Understand how to prepare for future challenges and opportunities.

Since the beginning of 2008, contractors have enjoyed a relatively competitive insurance market cycle with many receiving rate reductions regardless of historical loss history. This cycle continues to baffle many of us. We have been down this path many times during the past thirty years, but as with the fluctuations in the economic cycle, each time is slightly different. Definite signs show that rates should have upward pressure, but there is no movement yet.

I am often asked by contractors, "When will the insurance industry harden?" and "When will rates go up?" I cannot predict the future, but I do believe, without hesitation, that the insurance market will harden, with rates increasing.

I am not sure which year this change will occur, but it will occur in a third quarter.

The Insurance Market

As we reach the second quarter of 2011, the insurance market is still relatively competitive and responsive to contractors' needs. Construction underwriters have continued to provide renewals with coverage expansions and rate reductions averaging 3 to 5 percent, depending upon the type of work performed, line of coverage and the contractor's loss history.

Underwriters looking for new construction clients have lowered their rates to grow their market share. For this reason, construction business owners should evaluate their insurance programs heavily this year. If you decide to do this, you must know what to evaluate to make your efforts pay off.

Reducing costs is the battle cry of most contractors. Accomplishing this involves much more than simply getting a cheaper rate from an underwriter. The long-term impact of seeking cheaper rates could actually come back to haunt contractors.

To reduce, manage and improve your insurance coverage, follow this game plan:

  • Be cautious about using underwriters who have been absent from the underwriting scene but now claim to be a construction underwriter. Rate improvements typically offer short-term gains but have long-term implications that could impact cost for several years. We call them bottle-rocket markets. Avoid them.
  • Redirect your focus to areas that represent the highest percentage of your costs- the losses. Meet with your insurance company and broker/agent and update claims management protocols using best practices to better adjust and manage your claims. But do not stop there. Monitor the results. Conduct annual compliance audits- this process will reveal any wasted dollars spent.
  • When times are tough, a contractor's focus seems to drift away from safety management and best practices. Avoid this urge. Now is the time when safety and loss control efforts will define your costs for years to come. Doubling your efforts in safety can pay dividends because underwriters will place greater emphasis on your losses in developing premiums in the future.
  • Prepare formal insurance and risk management specifications to present to the underwriting community. This process will aid in identifying risk profile challenges and solutions, creating a foundation when you evaluate your program in the future.
  • Interview the underwriters. Conduct a formal interview process to determine if the insurance company is a fit. Aligning your company's interests with an underwriter is more important today than in years past.

The Surety Industry

In 2010, the surety industry expected to see an increase in both frequency and severity of losses due to the severe economic downturn in the construction industry. But even though industry premiums were down for the first time in more than six years, the surety industry still remained profitable, and the losses were far shy of expectations.

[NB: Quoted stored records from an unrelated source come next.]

PR #853, opened 2020-05-25
Replace pkg/errors with stdlib errors.

markusthoemmes:
## Description

As per title. Since Golang 1.13, the stdlib has vastly improved regarding error wrapping etc. Make use of that.

## Changes

* Replaced `errors.New` with the stdlib.
* Replaced `errors.Wrap(f)` with `fmt.Errorf`

### DIFF
--- a/CHANGELOG.adoc
+++ b/CHANGELOG.adoc
@@ -17,8 +17,8 @@
 | | Description | PR
 
 | 🐣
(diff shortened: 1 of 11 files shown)


rhuss:
We have an issue with test-infra scripts right now. So I'm waiting to #840 to be merged and the tackle this testing issues.

PR #854, opened 2020-05-25
Update deps, adapting to API changes

rhuss:
Updates to the latest master dependencies in serving, including incompatible API changes (i.e. adding `Deprecate` prefix to API method names.


rhuss:
Lets Markus do it ...

Issue #815, opened 2020-04-21
Honour deletionTimestamp for "kn revision delete", too


rhuss:
As followup to https://github.com/knative/client/pull/805 add the deletion timestamp handling also for `kn revision delete`.

MIBc:
I want to continue working on it.

rhuss:
Yes, sorry for already merging the other PR but we are cutting a release today (0.14.0), so wanted to have your contribution to be included.

MIBc:
Why we need to check deletionTimestamp for revision delete? 
Unlike update command. Deleting revision will not hang until timeout. It may raise `resource not found` error if revision has been deleted.

rhuss:
Not sure if I understand you comment correcly. Wouldn't it make sense to have consistent behaviour for deleting any resource ? I.e. if the the`deletionTimestamp` is set then no deletion is attempt again (regardless of what we delete).

PR #860, opened 2020-05-27
Check deletionTimestamp for "kn revision delete"

MIBc:
Fixes: #815

### DIFF
--- a/pkg/serving/v1/client.go
+++ b/pkg/serving/v1/client.go
@@ -383,7 +383,7 @@ func (cl *knServingClient) DeleteRevision(name string, timeout time.Duration) er
 		return clienterrors.GetError(err)
 	}
 	if revision.GetDeletionTimestamp() != nil {
-		return fmt.Errorf("can't delete revision %s because it has been marked for deletion", name)
+		return fmt.Errorf("can't delete revision '%s' because it has been already marked for deletion", name)
 	}
 	if timeout == 0 {
 		return cl.deleteRevision(name)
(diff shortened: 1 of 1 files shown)


pkg/serving/v1/client.go
```diff
@@ -378,6 +378,13 @@ func getBaseRevision(cl KnServingClient, service *servingv1.Service) (*servingv1
 
 // Delete a revision by name
 func (cl *knServingClient) DeleteRevision(name string, timeout time.Duration) error {
+	revision, err := cl.client.Revisions(cl.namespace).Get(name, v1.GetOptions{})
+	if err != nil {
+		return clienterrors.GetError(err)
+	}
+	if revision.GetDeletionTimestamp() != nil {
+		return fmt.Errorf("can't delete revision %s because it has been marked for deletion", name)
```
navidshaikh, line 386:
```suggestion
		fmt.Printf("\nWARNING: can't delete revision %s because it is already marked for deletion.\n\n", name)
		return nil
```

navidshaikh: Well, looking at https://github.com/knative/client/blob/c6537a8e842782225dfd3ec0a5281262aec50587/pkg/kn/commands/revision/delete.go#L55-L60

We're not exiting with non-zero exit code at all, so returning with `fmt.Errorf` should be okay as well.

navidshaikh: @MIBc : You can discard my comments above and follow suggestion given by @rhuss.

maximilien, line 386: I think we've consistently used `'%s'` in messages... Please check and follow other messages

navidshaikh, line 386:
```suggestion
		return fmt.Errorf("can't delete revision '%s' because it has been already marked for deletion", name)
```

navidshaikh: Combined a couple of suggestions from @rhuss @maximilien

The surety industry still remains very healthy from a financial and rate stability perspective. When the construction economy was strong, sureties stuck to their underwriting principles and did not push for market share. This resulted in a bit more market stability. In addition, when the construction climate changed, many contractors simply ran out of work, and chose to mothball their operations rather than replace their backlog with unprofitable work. In most instances, they completed their work with little to no impact on the sureties.

Today, however, indicators show the surety industry will experience an increase in loss ratios. Contractors' balance sheets continue to erode as the thin margin work obtained in the latter half of 2009 and 2010 materializes on balance sheets.

Many contractors expect to show a loss for 2010, and without a clear end to the turmoil in the construction industry, many expect a very slow recovery. As a result, the underwriting community is keeping a watchful eye on financials and work-in-progress schedules.

Requirements to bond subcontractors have increased, and proof of project financing has become a critical component of the underwriting process. In addition, most companies now request financial information quarterly to closely monitor any profit fade. Due to concerns over rising material and fuel pricing, you will see an increase in requests for contract documents to include escalation clauses.

Overall, the market still has quite a bit of capacity, results thus far have been profitable, and reserves are healthy. Although an increase in the loss activity within the contract surety arena is anticipated and many surety companies have reported an increase in loss frequency, the industry as a whole believes the activity remains somewhat predictable and believes sufficient reserves are available to cover the exposure.


All of the signs point to a more difficult market- losses, reductions in exposure units and an economic recovery on life support. Prepare yourself now for changes to come.